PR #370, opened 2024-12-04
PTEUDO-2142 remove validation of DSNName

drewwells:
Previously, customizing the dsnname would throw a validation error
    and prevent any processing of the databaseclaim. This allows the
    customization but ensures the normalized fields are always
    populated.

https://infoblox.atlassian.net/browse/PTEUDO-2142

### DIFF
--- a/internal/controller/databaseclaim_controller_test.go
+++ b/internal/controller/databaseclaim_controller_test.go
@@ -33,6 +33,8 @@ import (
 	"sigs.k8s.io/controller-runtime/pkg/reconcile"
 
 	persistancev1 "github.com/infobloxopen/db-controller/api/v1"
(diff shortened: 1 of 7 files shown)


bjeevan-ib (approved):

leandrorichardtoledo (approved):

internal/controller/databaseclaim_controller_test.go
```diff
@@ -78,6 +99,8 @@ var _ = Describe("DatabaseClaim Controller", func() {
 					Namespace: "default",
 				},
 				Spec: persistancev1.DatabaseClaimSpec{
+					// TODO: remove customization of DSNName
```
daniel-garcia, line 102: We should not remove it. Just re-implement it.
---
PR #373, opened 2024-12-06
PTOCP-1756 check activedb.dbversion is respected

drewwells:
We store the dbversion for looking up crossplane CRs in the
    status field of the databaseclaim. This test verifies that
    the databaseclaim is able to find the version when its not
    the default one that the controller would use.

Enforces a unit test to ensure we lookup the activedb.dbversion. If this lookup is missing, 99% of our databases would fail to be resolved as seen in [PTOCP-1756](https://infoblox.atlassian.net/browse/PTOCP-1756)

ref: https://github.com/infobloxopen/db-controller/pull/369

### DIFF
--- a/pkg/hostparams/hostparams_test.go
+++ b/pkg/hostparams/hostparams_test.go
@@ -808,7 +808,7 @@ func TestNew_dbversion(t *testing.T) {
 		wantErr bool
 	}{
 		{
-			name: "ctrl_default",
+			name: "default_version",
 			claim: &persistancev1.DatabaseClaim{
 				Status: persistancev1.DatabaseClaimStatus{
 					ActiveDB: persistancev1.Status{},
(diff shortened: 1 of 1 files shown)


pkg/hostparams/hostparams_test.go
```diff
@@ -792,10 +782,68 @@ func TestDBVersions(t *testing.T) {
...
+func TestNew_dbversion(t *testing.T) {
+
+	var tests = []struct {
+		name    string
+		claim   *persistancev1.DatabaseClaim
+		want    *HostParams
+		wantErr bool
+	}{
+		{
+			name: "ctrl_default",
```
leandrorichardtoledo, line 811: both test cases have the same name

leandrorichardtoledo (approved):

(Instructions to follow)
Precisely the lines between those holding "customization but ensures" and "daniel-garcia, line 102: We", inclusive, are to be reproduced from the listing above, with nothing added.

(Exercise response)
    customization but ensures the normalized fields are always
    populated.

https://infoblox.atlassian.net/browse/PTEUDO-2142

### DIFF
--- a/internal/controller/databaseclaim_controller_test.go
+++ b/internal/controller/databaseclaim_controller_test.go
@@ -33,6 +33,8 @@ import (
 	"sigs.k8s.io/controller-runtime/pkg/reconcile"
 
 	persistancev1 "github.com/infobloxopen/db-controller/api/v1"
(diff shortened: 1 of 7 files shown)


bjeevan-ib (approved):

leandrorichardtoledo (approved):

internal/controller/databaseclaim_controller_test.go
```diff
@@ -78,6 +99,8 @@ var _ = Describe("DatabaseClaim Controller", func() {
 					Namespace: "default",
 				},
 				Spec: persistancev1.DatabaseClaimSpec{
+					// TODO: remove customization of DSNName
```
daniel-garcia, line 102: We should not remove it. Just re-implement it.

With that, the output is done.